If you were the victim of a bed delivery mix-up would you remain sanguine or serve a writ? Our legal columnist considers the options and sees parallels in the construction industry
The new bits for the new bed arrived Friday, a John Lewis purchase. Yes new bits. That’s because the new bed that came last week had the wrong bits. These bits are a tad critical. The bits are the two side rails. Of course my trusty assistant and I didn’t find out that the two side rails were for a king-size bed until we assembled and finally plonked the standard-size mattress in place.
John Lewis was very apologetic. The van came within three days - enough time for me and my assistant to retrace our assembly instructions. So on Friday the new bits replaced the old new bits, if you see what I mean. Oh, by the way, the standard instructions said that the bed assembly would take two of us one hour. No chance.

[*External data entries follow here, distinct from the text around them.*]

PR #3362, opened 2022-08-16
fix(NODE-4516): dont require a connected client

durran:
### Description

Allows mongodb-client-encryption to be run without a connected `MongoClient`

#### What is changing?

- Removes the internal `bson` auto encryption option and no longer passes it to the auto encrypter when instantiating it.
- Removes the internal `bson` options from the topology.

https://github.com/mongodb/libmongocrypt/pull/442

None

NODE-4516


dariakp (changes requested):
Per the slack conversation, let's revisit the approach to make sure we don't break users of the older versions of bson and also consider bson-ext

Instead of one hour of this lawyer’s time and one hour for his boss, it took, shall we say, five man and woman hours. Answer me this. If you were involved in taking more than twice the labour, (nay craftsman’s time) to do the job, would you be making a “loss and expense claim”? Not to put too finer point on it, isn’t that the type of claim the construction industry thrives on? One man’s lash-up is another man’s contractual claim - something like that I think.
So, here is one teeny-weeny contract, my contract to supply me materials fit for the purpose of assembly. The supplier boobed. The purchaser, me, was the victim. Multiply all that up to one of your construction contracts. Instead of the odd lash-up here and there, it will be the odd lash-up every day; and now comes the crunch - shall we do nothing or shall we seek simple compensation, or shall we milk the lash-up?
And there you get to the heart of the construction disputes business. The other bloke will invariably reckon that you are not seeking compensation, you are exploiting, you are trying to get a leg-over - even cheat, swindle, steal. And very soon attitudes harden, confrontation set in. Damn it, the odd lawyer or three pops up. And what do you make of my spending five hours instead of two? And what do you think of me sending a claim for three hours at a barrister’s day-work rate to John Lewis? And what do you think of me charging for the further time in writing and quarrelling with John Lewis about the turn of events and the phone calls and my boss’s time on top? Have I jointed that well-known outfit of lily gilders? Have you also joined with your recent claim?
I haven’t, nor will I send a bill to John Lewis. Life is full of everyday lash-ups. I expect the odd event of inconvenience. And if you are in the construction industry, so do you. Are you expected to price for it? Is your price supposed to allow for the lash-up - the mistake? Don’t ask me, I only make a living putting beds together.